### Directions
From the records below, copy every line that contains the word "hengfengli".

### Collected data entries
────────────────

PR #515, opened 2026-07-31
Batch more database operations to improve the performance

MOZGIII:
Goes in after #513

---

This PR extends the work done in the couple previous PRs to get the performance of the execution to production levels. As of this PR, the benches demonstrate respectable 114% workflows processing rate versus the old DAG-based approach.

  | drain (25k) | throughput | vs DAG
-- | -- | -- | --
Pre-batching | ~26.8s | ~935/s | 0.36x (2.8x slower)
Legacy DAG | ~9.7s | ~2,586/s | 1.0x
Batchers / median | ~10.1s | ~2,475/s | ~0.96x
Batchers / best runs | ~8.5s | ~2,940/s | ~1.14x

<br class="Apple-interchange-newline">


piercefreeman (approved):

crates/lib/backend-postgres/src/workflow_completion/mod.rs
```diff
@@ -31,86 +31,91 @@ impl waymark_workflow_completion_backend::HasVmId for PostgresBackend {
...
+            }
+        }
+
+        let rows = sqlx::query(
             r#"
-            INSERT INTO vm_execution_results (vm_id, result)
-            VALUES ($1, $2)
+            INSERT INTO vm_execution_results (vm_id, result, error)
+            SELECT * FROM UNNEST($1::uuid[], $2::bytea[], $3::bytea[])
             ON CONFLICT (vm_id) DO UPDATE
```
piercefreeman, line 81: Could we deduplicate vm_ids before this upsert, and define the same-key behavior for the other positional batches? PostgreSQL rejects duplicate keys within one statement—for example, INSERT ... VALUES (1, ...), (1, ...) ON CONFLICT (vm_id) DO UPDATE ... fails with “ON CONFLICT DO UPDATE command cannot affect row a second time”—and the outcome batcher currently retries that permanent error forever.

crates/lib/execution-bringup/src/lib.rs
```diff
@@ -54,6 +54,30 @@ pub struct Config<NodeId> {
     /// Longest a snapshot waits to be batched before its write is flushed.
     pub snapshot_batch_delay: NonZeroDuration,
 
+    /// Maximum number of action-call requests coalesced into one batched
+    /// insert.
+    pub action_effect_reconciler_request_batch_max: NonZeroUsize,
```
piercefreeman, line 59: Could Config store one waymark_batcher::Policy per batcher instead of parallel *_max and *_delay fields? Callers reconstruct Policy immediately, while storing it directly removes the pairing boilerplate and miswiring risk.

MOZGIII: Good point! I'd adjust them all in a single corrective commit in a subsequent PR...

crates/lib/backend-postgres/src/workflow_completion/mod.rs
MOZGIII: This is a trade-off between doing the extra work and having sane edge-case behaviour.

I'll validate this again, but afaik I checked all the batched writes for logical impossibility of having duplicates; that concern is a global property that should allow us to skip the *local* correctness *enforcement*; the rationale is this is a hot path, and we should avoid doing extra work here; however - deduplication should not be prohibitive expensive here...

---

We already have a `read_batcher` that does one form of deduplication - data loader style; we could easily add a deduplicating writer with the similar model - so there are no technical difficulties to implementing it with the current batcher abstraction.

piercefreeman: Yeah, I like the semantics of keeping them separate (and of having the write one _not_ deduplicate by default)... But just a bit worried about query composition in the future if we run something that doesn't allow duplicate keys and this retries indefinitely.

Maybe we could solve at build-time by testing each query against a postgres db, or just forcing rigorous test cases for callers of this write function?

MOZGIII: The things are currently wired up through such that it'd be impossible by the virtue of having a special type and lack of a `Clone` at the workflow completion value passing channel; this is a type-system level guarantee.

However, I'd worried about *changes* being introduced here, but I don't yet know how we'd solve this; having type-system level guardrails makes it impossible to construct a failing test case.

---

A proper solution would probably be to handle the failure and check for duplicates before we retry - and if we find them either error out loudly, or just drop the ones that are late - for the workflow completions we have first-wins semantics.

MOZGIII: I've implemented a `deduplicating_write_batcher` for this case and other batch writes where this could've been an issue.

────────────────

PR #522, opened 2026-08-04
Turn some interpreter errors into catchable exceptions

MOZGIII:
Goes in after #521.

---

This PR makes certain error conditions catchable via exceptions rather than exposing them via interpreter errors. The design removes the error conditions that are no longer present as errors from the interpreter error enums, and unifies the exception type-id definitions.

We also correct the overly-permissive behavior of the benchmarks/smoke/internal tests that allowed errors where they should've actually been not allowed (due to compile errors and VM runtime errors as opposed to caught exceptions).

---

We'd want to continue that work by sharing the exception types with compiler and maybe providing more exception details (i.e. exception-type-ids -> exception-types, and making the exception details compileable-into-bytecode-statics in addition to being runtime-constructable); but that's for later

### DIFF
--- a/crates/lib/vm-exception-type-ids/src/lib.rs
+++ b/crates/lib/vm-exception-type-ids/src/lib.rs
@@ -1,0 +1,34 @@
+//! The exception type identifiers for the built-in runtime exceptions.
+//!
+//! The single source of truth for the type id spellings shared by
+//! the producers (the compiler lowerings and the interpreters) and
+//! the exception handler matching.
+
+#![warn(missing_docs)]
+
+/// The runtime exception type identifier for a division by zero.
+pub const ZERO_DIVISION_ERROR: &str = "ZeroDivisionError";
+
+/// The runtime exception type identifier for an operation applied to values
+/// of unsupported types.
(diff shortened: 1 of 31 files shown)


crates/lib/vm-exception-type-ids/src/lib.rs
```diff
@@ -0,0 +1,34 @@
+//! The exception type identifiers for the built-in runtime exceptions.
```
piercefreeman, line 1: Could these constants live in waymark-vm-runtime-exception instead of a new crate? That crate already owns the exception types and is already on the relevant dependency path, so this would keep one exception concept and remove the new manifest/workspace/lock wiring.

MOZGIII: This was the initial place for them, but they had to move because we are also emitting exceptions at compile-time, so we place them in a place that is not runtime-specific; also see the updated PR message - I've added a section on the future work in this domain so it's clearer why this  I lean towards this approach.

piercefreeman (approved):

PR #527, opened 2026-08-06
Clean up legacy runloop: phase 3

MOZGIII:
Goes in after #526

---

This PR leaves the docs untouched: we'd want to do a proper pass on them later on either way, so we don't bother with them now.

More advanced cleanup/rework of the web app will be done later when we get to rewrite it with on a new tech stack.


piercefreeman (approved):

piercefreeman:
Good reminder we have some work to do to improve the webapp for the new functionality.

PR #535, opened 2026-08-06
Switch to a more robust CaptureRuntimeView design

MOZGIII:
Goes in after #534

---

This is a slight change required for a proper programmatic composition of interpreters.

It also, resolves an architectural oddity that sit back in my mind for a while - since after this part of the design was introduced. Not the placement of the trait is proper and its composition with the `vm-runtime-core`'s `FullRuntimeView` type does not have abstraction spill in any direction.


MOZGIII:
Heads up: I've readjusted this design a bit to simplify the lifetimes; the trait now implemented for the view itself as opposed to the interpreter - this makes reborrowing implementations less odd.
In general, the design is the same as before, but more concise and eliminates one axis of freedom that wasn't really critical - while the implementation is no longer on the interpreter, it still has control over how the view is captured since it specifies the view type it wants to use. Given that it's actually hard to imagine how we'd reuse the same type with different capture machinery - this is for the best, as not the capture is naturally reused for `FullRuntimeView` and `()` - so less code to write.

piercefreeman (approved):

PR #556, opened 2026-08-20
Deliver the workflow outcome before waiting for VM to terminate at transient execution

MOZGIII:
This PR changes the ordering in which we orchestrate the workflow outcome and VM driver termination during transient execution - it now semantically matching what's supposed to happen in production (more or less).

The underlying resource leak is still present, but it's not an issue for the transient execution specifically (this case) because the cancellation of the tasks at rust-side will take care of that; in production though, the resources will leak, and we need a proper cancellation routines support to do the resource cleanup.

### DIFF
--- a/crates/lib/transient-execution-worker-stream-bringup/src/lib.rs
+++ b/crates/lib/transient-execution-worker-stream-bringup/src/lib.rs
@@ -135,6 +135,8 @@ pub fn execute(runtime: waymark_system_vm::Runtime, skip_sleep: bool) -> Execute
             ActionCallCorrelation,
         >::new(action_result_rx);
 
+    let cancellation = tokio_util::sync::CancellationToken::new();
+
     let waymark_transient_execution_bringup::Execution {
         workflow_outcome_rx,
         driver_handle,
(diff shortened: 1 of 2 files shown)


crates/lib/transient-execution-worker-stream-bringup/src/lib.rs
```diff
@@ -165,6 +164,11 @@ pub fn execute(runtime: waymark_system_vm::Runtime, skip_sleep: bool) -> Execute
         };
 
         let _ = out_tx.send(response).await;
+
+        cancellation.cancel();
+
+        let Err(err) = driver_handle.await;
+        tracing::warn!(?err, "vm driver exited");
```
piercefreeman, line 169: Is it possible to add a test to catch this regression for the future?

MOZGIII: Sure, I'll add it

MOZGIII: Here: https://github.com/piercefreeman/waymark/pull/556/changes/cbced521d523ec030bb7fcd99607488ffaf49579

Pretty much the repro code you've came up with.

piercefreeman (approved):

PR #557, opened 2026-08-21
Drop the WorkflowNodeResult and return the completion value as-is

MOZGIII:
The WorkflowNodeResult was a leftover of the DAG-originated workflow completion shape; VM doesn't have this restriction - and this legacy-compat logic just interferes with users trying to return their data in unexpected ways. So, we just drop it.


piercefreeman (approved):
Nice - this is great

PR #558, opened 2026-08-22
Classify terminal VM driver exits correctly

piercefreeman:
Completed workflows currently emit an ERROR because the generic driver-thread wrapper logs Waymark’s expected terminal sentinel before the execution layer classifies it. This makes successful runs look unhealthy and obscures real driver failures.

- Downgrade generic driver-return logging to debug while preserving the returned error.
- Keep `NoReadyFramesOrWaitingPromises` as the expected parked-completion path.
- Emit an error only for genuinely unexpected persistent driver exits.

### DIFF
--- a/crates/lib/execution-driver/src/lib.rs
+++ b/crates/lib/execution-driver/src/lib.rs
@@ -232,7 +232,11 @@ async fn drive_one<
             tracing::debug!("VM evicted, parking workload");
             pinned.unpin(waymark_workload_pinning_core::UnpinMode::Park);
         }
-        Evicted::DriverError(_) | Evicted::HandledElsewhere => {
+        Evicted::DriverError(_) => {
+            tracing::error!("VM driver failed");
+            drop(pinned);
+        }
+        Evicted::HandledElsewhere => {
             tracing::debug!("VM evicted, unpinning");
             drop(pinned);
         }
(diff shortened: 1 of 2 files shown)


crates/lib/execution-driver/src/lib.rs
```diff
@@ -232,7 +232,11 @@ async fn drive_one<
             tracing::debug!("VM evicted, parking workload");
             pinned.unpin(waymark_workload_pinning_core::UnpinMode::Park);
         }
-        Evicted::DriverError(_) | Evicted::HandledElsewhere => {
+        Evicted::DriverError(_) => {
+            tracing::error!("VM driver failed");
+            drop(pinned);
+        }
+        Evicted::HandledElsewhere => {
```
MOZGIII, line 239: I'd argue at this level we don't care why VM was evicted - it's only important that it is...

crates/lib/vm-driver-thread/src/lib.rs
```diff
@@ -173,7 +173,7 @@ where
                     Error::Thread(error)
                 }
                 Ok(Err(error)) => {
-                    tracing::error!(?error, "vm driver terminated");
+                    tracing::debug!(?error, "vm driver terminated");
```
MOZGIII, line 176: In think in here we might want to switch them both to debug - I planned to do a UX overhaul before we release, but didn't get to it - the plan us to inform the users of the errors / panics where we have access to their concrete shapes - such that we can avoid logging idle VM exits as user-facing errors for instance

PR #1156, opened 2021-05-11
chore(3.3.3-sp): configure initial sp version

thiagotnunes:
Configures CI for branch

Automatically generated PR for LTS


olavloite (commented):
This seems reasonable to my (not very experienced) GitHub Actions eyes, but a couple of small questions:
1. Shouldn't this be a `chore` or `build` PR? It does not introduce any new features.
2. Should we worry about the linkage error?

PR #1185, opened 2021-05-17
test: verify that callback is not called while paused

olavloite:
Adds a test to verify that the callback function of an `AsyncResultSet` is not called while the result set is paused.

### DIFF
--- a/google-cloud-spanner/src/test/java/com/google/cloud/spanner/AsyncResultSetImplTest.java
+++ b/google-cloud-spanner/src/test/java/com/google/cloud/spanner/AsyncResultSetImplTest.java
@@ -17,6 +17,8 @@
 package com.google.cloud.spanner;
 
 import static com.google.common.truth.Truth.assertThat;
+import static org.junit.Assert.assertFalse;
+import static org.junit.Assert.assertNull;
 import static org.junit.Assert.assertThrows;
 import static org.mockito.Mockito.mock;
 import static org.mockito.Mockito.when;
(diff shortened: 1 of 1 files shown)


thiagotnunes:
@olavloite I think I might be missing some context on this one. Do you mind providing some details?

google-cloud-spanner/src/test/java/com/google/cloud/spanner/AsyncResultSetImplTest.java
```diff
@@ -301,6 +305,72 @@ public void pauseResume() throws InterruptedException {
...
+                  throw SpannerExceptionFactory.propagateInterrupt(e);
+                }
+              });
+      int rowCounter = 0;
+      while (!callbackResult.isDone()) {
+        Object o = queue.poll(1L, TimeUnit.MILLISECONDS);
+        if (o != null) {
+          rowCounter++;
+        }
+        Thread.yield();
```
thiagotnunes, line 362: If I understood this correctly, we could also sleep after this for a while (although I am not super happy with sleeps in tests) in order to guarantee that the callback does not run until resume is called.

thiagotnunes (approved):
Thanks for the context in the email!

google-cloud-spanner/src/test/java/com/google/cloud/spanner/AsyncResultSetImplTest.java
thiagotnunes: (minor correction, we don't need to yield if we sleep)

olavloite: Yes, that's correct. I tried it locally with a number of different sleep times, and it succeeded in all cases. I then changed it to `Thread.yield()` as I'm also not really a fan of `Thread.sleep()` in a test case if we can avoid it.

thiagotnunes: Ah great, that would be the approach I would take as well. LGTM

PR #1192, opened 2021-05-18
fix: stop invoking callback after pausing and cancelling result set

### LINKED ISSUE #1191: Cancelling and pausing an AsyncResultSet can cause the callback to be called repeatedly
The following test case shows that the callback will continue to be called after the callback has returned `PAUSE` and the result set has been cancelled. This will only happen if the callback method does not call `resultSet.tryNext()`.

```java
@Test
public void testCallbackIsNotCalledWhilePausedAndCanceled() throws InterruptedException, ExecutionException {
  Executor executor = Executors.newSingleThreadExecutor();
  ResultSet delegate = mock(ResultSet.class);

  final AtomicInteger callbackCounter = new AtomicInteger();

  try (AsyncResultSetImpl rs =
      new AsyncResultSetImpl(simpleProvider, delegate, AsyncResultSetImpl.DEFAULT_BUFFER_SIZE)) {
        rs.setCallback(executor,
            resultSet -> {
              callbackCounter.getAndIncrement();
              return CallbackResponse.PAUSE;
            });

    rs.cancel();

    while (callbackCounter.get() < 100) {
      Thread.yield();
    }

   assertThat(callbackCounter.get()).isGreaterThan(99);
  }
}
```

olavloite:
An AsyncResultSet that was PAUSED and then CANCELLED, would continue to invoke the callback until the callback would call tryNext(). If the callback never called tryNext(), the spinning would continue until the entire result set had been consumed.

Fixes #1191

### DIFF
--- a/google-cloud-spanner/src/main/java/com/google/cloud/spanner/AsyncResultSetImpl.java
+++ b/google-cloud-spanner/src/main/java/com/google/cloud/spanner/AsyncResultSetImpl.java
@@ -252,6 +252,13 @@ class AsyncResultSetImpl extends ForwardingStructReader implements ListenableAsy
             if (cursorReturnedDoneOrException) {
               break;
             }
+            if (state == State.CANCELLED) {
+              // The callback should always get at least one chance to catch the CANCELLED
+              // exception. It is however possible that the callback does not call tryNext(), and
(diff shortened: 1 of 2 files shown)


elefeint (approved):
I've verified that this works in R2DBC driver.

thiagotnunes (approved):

────────────────

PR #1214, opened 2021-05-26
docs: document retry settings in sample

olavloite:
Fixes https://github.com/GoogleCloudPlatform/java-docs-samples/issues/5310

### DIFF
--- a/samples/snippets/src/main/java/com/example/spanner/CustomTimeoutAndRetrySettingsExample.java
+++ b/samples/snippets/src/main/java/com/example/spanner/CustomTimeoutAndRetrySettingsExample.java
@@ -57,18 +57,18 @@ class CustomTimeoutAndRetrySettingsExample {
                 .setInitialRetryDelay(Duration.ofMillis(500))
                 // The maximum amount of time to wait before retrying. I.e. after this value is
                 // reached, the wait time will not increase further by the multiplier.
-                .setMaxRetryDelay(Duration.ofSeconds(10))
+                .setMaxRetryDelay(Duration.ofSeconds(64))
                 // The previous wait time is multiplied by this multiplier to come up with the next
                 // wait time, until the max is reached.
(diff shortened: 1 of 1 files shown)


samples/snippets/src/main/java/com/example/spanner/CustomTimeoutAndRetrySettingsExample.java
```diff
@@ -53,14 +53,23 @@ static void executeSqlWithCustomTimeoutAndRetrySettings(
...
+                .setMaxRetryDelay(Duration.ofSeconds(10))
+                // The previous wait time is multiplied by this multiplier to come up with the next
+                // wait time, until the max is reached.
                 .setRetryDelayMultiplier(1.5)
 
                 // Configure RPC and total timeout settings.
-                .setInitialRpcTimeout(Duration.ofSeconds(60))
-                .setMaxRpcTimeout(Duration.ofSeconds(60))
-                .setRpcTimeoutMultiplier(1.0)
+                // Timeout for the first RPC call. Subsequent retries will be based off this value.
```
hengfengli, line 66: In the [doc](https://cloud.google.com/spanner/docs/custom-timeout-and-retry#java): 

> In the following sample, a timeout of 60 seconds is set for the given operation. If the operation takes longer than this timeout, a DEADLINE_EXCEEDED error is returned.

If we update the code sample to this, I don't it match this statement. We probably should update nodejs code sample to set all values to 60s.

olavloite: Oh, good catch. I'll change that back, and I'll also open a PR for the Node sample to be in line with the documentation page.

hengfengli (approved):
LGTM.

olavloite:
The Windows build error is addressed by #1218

────────────────

### Task solution
hengfengli, line 66: In the [doc](https://cloud.google.com/spanner/docs/custom-timeout-and-retry#java): 
hengfengli (approved):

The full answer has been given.